> **DIRECTIONS**:
Could you filter the records below and keep only the lines with the word "rcgoodfellow"?
── SUPPLIED RECORDS
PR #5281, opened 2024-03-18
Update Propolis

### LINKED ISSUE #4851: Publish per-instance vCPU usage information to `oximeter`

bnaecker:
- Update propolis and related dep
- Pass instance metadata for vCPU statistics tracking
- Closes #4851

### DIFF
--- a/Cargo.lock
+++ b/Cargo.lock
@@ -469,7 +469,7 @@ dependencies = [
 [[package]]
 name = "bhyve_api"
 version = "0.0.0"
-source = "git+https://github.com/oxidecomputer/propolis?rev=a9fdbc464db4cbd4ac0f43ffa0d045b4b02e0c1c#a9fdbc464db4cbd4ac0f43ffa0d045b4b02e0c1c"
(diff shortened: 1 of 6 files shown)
────
── SUPPLIED RECORDS
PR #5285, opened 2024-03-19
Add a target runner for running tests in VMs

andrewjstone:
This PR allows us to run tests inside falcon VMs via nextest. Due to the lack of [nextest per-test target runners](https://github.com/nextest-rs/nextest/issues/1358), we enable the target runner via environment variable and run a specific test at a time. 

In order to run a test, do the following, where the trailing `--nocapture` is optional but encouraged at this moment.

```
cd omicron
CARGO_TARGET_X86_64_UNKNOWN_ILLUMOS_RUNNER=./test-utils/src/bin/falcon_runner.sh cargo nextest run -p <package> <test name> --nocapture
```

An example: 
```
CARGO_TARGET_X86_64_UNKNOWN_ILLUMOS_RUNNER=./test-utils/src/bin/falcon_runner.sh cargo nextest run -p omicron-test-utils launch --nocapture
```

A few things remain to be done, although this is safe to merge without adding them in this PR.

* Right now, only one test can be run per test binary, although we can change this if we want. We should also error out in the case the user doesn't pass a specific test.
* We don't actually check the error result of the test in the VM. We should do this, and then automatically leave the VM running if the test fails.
────
── SUPPLIED RECORDS
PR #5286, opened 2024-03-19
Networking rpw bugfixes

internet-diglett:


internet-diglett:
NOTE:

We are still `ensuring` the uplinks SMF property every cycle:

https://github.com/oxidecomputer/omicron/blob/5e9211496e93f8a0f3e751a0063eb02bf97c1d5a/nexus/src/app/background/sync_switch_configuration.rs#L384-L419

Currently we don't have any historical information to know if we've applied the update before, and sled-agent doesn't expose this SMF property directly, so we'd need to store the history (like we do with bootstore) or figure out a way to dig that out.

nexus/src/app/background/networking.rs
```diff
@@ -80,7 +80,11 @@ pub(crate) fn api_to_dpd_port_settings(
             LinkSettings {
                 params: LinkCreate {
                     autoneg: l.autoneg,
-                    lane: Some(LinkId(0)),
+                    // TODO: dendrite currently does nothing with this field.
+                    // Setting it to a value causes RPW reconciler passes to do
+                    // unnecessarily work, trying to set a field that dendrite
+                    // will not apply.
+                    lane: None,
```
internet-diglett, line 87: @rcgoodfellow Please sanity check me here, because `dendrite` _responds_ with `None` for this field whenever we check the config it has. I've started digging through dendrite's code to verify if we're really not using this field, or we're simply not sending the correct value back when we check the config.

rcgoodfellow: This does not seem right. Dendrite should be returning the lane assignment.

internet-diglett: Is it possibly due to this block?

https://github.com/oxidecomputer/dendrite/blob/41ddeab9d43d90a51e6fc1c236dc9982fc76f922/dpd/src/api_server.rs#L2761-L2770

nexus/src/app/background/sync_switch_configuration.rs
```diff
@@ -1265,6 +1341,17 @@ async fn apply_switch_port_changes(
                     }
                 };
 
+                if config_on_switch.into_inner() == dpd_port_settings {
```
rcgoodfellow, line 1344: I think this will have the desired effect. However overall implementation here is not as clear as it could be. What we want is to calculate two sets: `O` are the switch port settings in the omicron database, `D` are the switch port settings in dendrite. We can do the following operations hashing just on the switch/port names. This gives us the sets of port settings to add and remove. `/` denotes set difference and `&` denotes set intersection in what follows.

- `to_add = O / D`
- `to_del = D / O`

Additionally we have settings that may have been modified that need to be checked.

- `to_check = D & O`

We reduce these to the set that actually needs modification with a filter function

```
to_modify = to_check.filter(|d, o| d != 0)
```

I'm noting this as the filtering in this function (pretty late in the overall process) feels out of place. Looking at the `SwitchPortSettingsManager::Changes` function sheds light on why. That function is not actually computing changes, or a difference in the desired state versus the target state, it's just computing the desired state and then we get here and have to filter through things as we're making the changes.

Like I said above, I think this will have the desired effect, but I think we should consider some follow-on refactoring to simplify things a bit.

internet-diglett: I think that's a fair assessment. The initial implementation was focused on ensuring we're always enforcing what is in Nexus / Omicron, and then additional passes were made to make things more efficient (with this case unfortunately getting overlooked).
────
> **WRITTEN RESPONSE**:
internet-diglett, line 87: @rcgoodfellow Please sanity check me here, because `dendrite` _responds_ with `None` for this field whenever we check the config it has. I've started digging through dendrite's code to verify if we're really not using this field, or we're simply not sending the correct value back when we check the config.
rcgoodfellow: This does not seem right. Dendrite should be returning the lane assignment.
rcgoodfellow, line 1344: I think this will have the desired effect. However overall implementation here is not as clear as it could be. What we want is to calculate two sets: `O` are the switch port settings in the omicron database, `D` are the switch port settings in dendrite. We can do the following operations hashing just on the switch/port names. This gives us the sets of port settings to add and remove. `/` denotes set difference and `&` denotes set intersection in what follows.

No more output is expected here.